Chiropractors examine the spine for the presence of a “vertebral subluxation,” a spinal bone that is out of alignment and therefore causes a disturbance in the nervous system. Wherever a subluxation is present, the brain cannot convey the vital messages to the body as well as it should. Vertebral subluxations lead to both a lack of health and/or a decrease in the patient’s expression of life. With subluxations, there may not even be signs or symptoms present yet to alert the patient that a problem lurks — symptoms are the last stage of sickness and disease. When a subluxation is detected, the chiropractor manually corrects the misalignment by performing an “adjustment” on the spine.

The basis of chiropractic care urges regular examinations and adjustments to prevent disease and maintain health. This approach is in stark contrast to the medical community’s focus on sick care.

The Schmitts met during their chiropractic studies at Palmer College in Davenport, Iowa.

“The chiropractic curriculum is a rigorous postgraduate course with five years of academic work compressed into a 3 1/2-year period,” Cheryl Schmitt explains.

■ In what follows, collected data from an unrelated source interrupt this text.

PR #3886, opened 2020-11-14
Refactor viscoelastic viscosity

bobmyhill:
This PR ensures that the Elasticity<dim>:: calculate_viscoelastic_viscosity outputs the correct value even when the viscous viscosity is infinite.

### DIFF
--- a/source/material_model/rheology/elasticity.cc
+++ b/source/material_model/rheology/elasticity.cc
@@ -358,8 +358,8 @@ namespace aspect
       calculate_viscoelastic_viscosity (const double viscosity,
                                         const double elastic_shear_modulus) const
       {
-        const double dte = elastic_timestep();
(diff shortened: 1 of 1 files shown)


bobmyhill:
Hi @naliboff, would you mind flagging this as ready to test? The PR only rearranges one equation to stop infinities appearing in the numerator and denominator.

naliboff:
@bobmyhill - Is an infinite viscous viscosity a possible input for one of the new composite rheology models?

bobmyhill:
@naliboff - If there are no viscous elements, then the viscous viscosity is by definition infinite. 
In the composite models, we treat each deformation mechanism separately - each element sees a stress or strain rate, and deforms accordingly. So it doesn't make sense to define a viscous viscosity inside elasticity.cc (the elastic element knows nothing about the other elements; it just knows about the stress or strain rate).

naliboff (approved):
Looks good, thanks!

Issue #3887, opened 2020-11-14
Possible factor 2 error in elasticity.cc


bobmyhill:
On line 378 of rheology/elasticity.cc (in function calculate_viscoelastic_strain_rate), should the line 
`const SymmetricTensor<2,dim> edot = 2. * (deviator(strain_rate)) + stress / (shear_modulus * elastic_timestep());`
instead read
`const SymmetricTensor<2,dim> edot = deviator(strain_rate) + 0.5 * stress / (shear_modulus * elastic_timestep());`
?

bobmyhill:
At the moment this function is only used in visco_plastic.cc, which corrects the factor two error on line 319.

naliboff:
@bobmyhill - sorry, just saw this. For some reason I've recently only been getting selected GitHub notifications via email.

Short answer - @dansand and I had multiple discussions about how this should be defined a while, but off the top of my head I can't think of a reason to support one formulation over the other. While your proposed method is indeed consistent with how the strain rate is defined normally in ASPECT, the current formulation matches benchmarks. Let's see how the tests change with #3888 :-)

bobmyhill:
Resolved by #3888 (now merged).

PR #3888, opened 2020-11-14
removed factor two in elasticity strain rate calculation

bobmyhill:
The elasticity rheology module strain rate function now returns a strain rate invariant consistent with the rest of ASPECT. 

This PR addresses Issue #3887.


bobmyhill:
Only one test fails. I think this might be due to round-off error, but perhaps I'm not understanding the code correctly. 
- The original code has: 
   
   (where "*s*" is `edot` in `Elasticity::calculate_viscoelastic_strain_rate`, and this calculation is split across elasticity.cc and visco_plastic.cc)
 - This PR changes that to 
   
- All the terms in the second invariant involve multiplying two elements of the initial array, so that *should* mean that 
   

Could someone confirm that for me? 

The thought process behind this PR runs as follows:
- If we set the shear modulus equal to zero, all viscoelastic functions should behave identically to their viscous counterparts. 
- Viscous strain rate is equal to `std::sqrt(std::fabs(second_invariant(deviator(viscous_strain_rate)));` in many places in ASPECT.
- In contrast, `calculate_viscoelastic_strain_rate` in elasticity.cc returns `std::sqrt(std::fabs(second_invariant(2*deviator(viscous_strain_rate)));`
- That factor of two is then removed in visco_plastic.cc.
- I expect more material models to use elasticity.cc in the future, so it would be good to sort this out now.

bobmyhill:
I've found the source of the lingering test failure. On lines 296 and 297, there's an if statement for the first time step:
`if (use_reference_strainrate == true)`
`                current_edot_ii = ref_strain_rate;`

In the current version of master, this current_edot_ii is still divided by two after the end of the if;else block. That is unexpected behaviour, and I think it should be fixed. I'll update the output of the failing test accordingly.

source/material_model/visco_plastic.cc
```diff
@@ -310,13 +310,7 @@ namespace aspect
...
 
               // Step 2b: calculate current (viscous + elastic) stress magnitude
-              current_stress = viscosity_pre_yield * current_edot_ii;
-
-              // The viscoelastic strain rate is divided by 2 here as the Drucker Prager
-              // viscosity calculation below assumes stress = 2 * viscosity * strain_rate_invariant,
-              // whereas the combined viscoelastic + viscous stresses already include the
-              // 2x factor (see computation of edot inside elastic_rheology).
-              current_edot_ii /= 2.;
+              current_stress = 2. * viscosity_pre_yield * current_edot_ii;
```
naliboff, line 313: As `current_stress = 2. * viscosity_pre_yield * current_edot_ii` now holds true regardless if viscoelasticity is turned on or off, should we move this line (and the equivalent one above, line 290) out of the if-else statement?

source/material_model/rheology/elasticity.cc
```diff
@@ -371,7 +371,7 @@ namespace aspect
                                          const SymmetricTensor<2,dim> &stress,
                                          const double shear_modulus) const
       {
-        const SymmetricTensor<2,dim> edot = 2. * (deviator(strain_rate)) + stress /
+        const SymmetricTensor<2,dim> edot = deviator(strain_rate) + 0.5*stress /
```
naliboff, line 374: I'm actually surprised this did not alter more of the VEP tests. At first glance, the change above combined with the one in `visco_plastic`  (remove `current_edot_ii /= 2.`) should not give equivalent values, as you first take the square root of the second invariant (line 377 below). I must be missing something here :-)

naliboff (commented):
@bobmyhill - Thanks for this PR! I have one minor suggestion and a question regarding why this does not affect the test output, but otherwise this should be good to go. Indeed, great that this will allow removing the confusing factor of 2 division of the viscoelastic strain rate.

source/material_model/rheology/elasticity.cc
naliboff: @bobmyhill - Never mind, I just saw your updated documentation in the comment above. Reading through that now.

naliboff: > All the terms in the second invariant involve multiplying two elements of the initial tensor, so that should mean that
>    

Well that's convenient 😄

source/material_model/visco_plastic.cc
bobmyhill: Good point. Now changed.

source/material_model/visco_plastic.cc
```diff
@@ -308,17 +302,11 @@ namespace aspect
...
-              current_stress = viscosity_pre_yield * current_edot_ii;
-
-              // The viscoelastic strain rate is divided by 2 here as the Drucker Prager
-              // viscosity calculation below assumes stress = 2 * viscosity * strain_rate_invariant,
-              // whereas the combined viscoelastic + viscous stresses already include the
-              // 2x factor (see computation of edot inside elastic_rheology).
-              current_edot_ii /= 2.;
             }
 
+          // Step 2b: calculate current (viscous + elastic) stress magnitude
```
naliboff, line 307:
```suggestion
          // Step 2b: calculate current (viscous or viscous + elastic) stress magnitude
```

source/material_model/rheology/elasticity.cc
naliboff, line 374: @bobmyhill - I think we should add a comment here to indicate why multiplying by 0.5 is necessary. Feel free to significantly modify the suggestion below. After, that this should be good to go.
```suggestion
        // Multiplying the elastic stress below by a factor of 0.5 is necessary to be consistent with 
        // with ASPECT's definition of stress, where stress = 2 * viscosity * strain_rate_second_invariant.
        const SymmetricTensor<2,dim> edot = deviator(strain_rate) + 0.5*stress /
```

naliboff (approved):
👍 Thanks!

PR #3889, opened 2020-11-15
fix undefined behavior in visco_plastic

tjhei:


gassmoeller (approved):
:open_mouth: I am surprised this compiled at all.

tjhei:
> I am surprised this compiled at all.

It probably compiled to return 0 but then we would overwrite memory at runtime...

PR #3891, opened 2020-11-15
add missing instantiation

tjhei:
internal::GPlatesLookup is used in boundary_velocity_residual_statistics
and clang correctly complains that we don't explicitly instantiate the
template class. Fix this.


gassmoeller (approved):
Thanks for the fix!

Upon completion of their DC degrees, they traveled to Helena, Mont., to seek work, but opened their joint practice in Mount Vernon last summer. Both have undergone additional training in the use of the Gonstad technique, a specialized system of analysis and correction. The Schmitts also offer their patients a sophisticated spinal assessment that relies on a computer program working in tandem with thermography and surface electromyography. Patients benefit from this advanced technology for both evaluation and ongoing monitoring.

Cheryl and Robert promote family care in their practice. Many adult patients eventually bring their children in for care. Patients currently range in age from 2 1/2 to 70. Cheryl particularly enjoys working with pediatric patients.

“They respond really quickly. They seem to have less ear infections, get over colds quicker and are generally healthier,” she notes.

Since insurance reimbursement continues to be based on the medical model of symptom relief rather than optimizing health, Vital Chiropractic does not belong to any insurance plans but instead provides family wellness payment programs.